Resources underpin Australia’s economic resilience
Australia is undeniably better off because of the resource boom, and not only the companies doing the digging, reports The Australian.
More than any other factor, the boost to local confidence and economic activity stemming from the resource boom prevented the slumps in economic activity and confidence that resulted in massive increases in unemployment across the world.
Even as the price of iron ore – Australia’s biggest export – falls back to $US80, the boom continues to flood government coffers and household budgets with extra income. And the gas boom is only getting under way — of $A229 billion of committed resource projects as of April this year, $197 billion were LNG or gas.
Not only the workers in those industries benefit: the sustained surge in the Australian dollar against most other currencies has spread the benefit of the resource boom to every Australian, making imported goods and services much cheaper than they have been since the currency was floated in 1983.
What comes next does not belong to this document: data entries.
Issue #1838, opened 2022-08-15
"Sever error" when trying to create new wallet


bluruin17:
When I try to create a wallet that is derived from my hardware device keys I get the following error message:

> "Server error!
> Exception: 'NoneType' object has no attribute 'endswith'

And it gives me the following code:

```
Traceback (most recent call last):
  File "flask/app.py", line 1523, in full_dispatch_request
  File "flask/app.py", line 1509, in dispatch_request
  File "flask_login/utils.py", line 269, in decorated_view
  File "cryptoadvance/specter/server_endpoints/wallets.py", line 316, in new_wallet
AttributeError: 'NoneType' object has no attribute 'endswith'
```

Everything is running locally on Manjaro. I'm using Specter 1.10.5

relativisticelectron:
https://github.com/cryptoadvance/specter-desktop/blob/a58afbaeed3335fbdecb145c9db48ed24e379abc/src/cryptoadvance/specter/server_endpoints/wallets.py#L316

It seems that the fix https://github.com/cryptoadvance/specter-desktop/pull/1771/files of https://github.com/cryptoadvance/specter-desktop/issues/1756  was insufficient to cover also this bug.

relativisticelectron:
Opened RP: https://github.com/cryptoadvance/specter-desktop/pull/1839

k9ert:
Should be fixed in [v1.12.0](https://github.com/cryptoadvance/specter-desktop/releases/tag/v1.12.0). Please reopen if necessary.

PR #1839, opened 2022-08-15
Bugfix: explorer not set

relativisticelectron:
See: https://github.com/cryptoadvance/specter-desktop/issues/1838


k9ert:
Good point!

A recent analysis by the Reserve Bank concluded Australians’ incomes were about 13% higher today than they would have otherwise been, and the unemployment rate – currently 6.4% – 1.25 percentage points lower than it would otherwise be, equivalent to around 150,000 jobs.
Uranium price rally unlikely to last
A multi-week rally in uranium prices fanned by the Ukraine conflict and labour unrest at a large mine in Canada looks unlikely to continue for long as the reality of oversupply and lacklustre demand sinks in among buyers of the nuclear fuel, according to Dow Jones Newswires.
Industry analysts and some uranium producers believe that even as supplies fall, a substantial increase in demand is needed to drive prices up to levels that would make new investments worthwhile, when many operations are running at a loss.
Uranium prices have surged 15% since the start of August, shaking off a multi-year glut-induced slump. A gauge of more than 20 commodities, meanwhile, dropped more than 4%. Uranium now trades at $US32.75 a pound, up from a nine-year low of $US28 in May.
Arrium’s $754m equity raising vital to ease debt burden as iron ore prices fall
According to The Age, the $A754 million equity raising by iron ore and steel group, Arrium is being hailed by some as prudent and by others as desperate. The truth lies somewhere in between. The reality is the company that has been carrying too much debt on its balance sheet really didn’t have a choice.
One need look no further than the price of the new stock being issued – a 40% discount to the company's value-weighted average price over the past three months to understand that it couldn't chance failure. It needs the money to fortify the company in the face of a steeply falling iron ore price.
Investors will be able to pick up these new shares at 48c. In March Arrium shares were trading at more than $1.50.